→ WHAT IS BEING ASKED: Among the lines below, copy exactly those from the one with "- [ ] ScanResultsAvailableReceiver" through the one with "Also, when moving", counting both ends.

[Stored data entries]
Issue #711, opened 2018-02-22
Move to SDK 21


kordianbruck:
We currently have less than 1% using any of 4.1,4.2,4.3, about 150 alltogether. 
4.4 is still used by ~350 users. 

@pfent what do you think about increasing to API level 19 starting with our 1.6 release?

kordianbruck:
Also I've added a release branch: https://github.com/TCA-Team/TumCampusApp/tree/release/1.6

pfent:
[@minSdkVersion](https://twitter.com/minSdkVersion) agrees with you, but I don't see any new exciting features we can use with 14 -> 19

API 21 on the other hand would be more promising :rocket:

kordianbruck:
I don't really care for 4.4 users either. Those phones are like 3+ years old. 
We can keep the 1.5.X branch for those users and do bug fixes, but as for new features, sure, lets go with SDK 21.

PR #732, opened 2018-02-28
Move to sdk 21

kordianbruck:
## Issue

This fixes the following issue(s): #711 

@jacqueline8711 If you see any more simplifications that can be done with the eduroam code, go ahead.


pfent:
@kordianbruck can we do a Bugfix Release for that wifi crash prior to merging this?

kordianbruck:
@pfent I'm merging this to the 1.6 release branch - no worries. Current master will become 1.5 release branch

pfent:
ah, now we're doing release branches again... I'm certainly not a fan, since this usually creates more problems than it solves.

> Current master will become 1.5 release branch

then why don't branch release/1.5 and continue developing on master? That's how the kernel does it and what usually works best with git...

kordianbruck:
@pfent still waiting for some bug fixes. Will certainly switch it around, once I do the release.

app/src/main/java/de/tum/in/tumcampusapp/component/ui/eduroam/EduroamFixCard.java
```diff
@@ -123,69 +125,68 @@ private boolean isConfigValid() {
...
+            checkDNSName();
+            checkAnonymousIdentity();
+            // note: checking the certificate does not seem possible
         }
+        // else: PWD or unknown authentication method (we don't know if that method is safe or not -> ignore)
+
         return errors.isEmpty();
     }
 
     @RequiresApi(api = Build.VERSION_CODES.JELLY_BEAN_MR2)
```
pfent: This RequiresApi can be removed, when we move to 21

pfent:
And since we're moving to API 21, consider removing dead code in:
- [ ] FavoriteDishAlarmScheduler
- [ ] ScanResultsAvailableReceiver
- [ ] Utils
- [ ] StartSyncReceiver
- [ ] IntegratedCalendarEvent
- [ ] EduroamController 
- [ ] SetupEduroamActivity
- [ ] TimetableWidgetService

just search for `Build.VERSION`

There are also some `@SuppressLint("NewApi")` and `@SuppressLint("InlinedApi")` Annotations, that need review

jacqueline8711:
@kordianbruck sorry this is such a mess
I was just trying to fix my username for the first three commits... 😬

kordianbruck:
@jacqueline8711 no worries :)

pfent:
Also, when moving to 21, we could also drop the PDFView dependency:

>Also, an inline display for the PDFs would be nice to have. There is a [PDFRenderer](https://developer.android.com/reference/android/graphics/pdf/PdfRenderer.html) available for API 21+, even with an exhaustive [example on GitHub](https://github.com/googlesamples/android-PdfRendererBasic). Then you can use the fileprovider as a fallback for lower APIs.

[AndroidPdfViewer](https://github.com/barteksc/AndroidPdfViewer) comes with PdfiumAndroid, which is ~16MB

PR #733, opened 2018-02-28
Trivial checkstyle fixes

psukys:
## Issue

With introduction of `checkstyle`, a lot of warnings were reported back regarding. This PR attempts to fix the trivial ones that require mostly formatting based fixes.


psukys:
Change of plans, rather do module type of fixes than warning/error type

→ EXPECTED OUTPUT:
- [ ] ScanResultsAvailableReceiver
- [ ] Utils
- [ ] StartSyncReceiver
- [ ] IntegratedCalendarEvent
- [ ] EduroamController 
- [ ] SetupEduroamActivity
- [ ] TimetableWidgetService

just search for `Build.VERSION`

There are also some `@SuppressLint("NewApi")` and `@SuppressLint("InlinedApi")` Annotations, that need review

jacqueline8711:
@kordianbruck sorry this is such a mess
I was just trying to fix my username for the first three commits... 😬

kordianbruck:
@jacqueline8711 no worries :)

pfent:
Also, when moving to 21, we could also drop the PDFView dependency:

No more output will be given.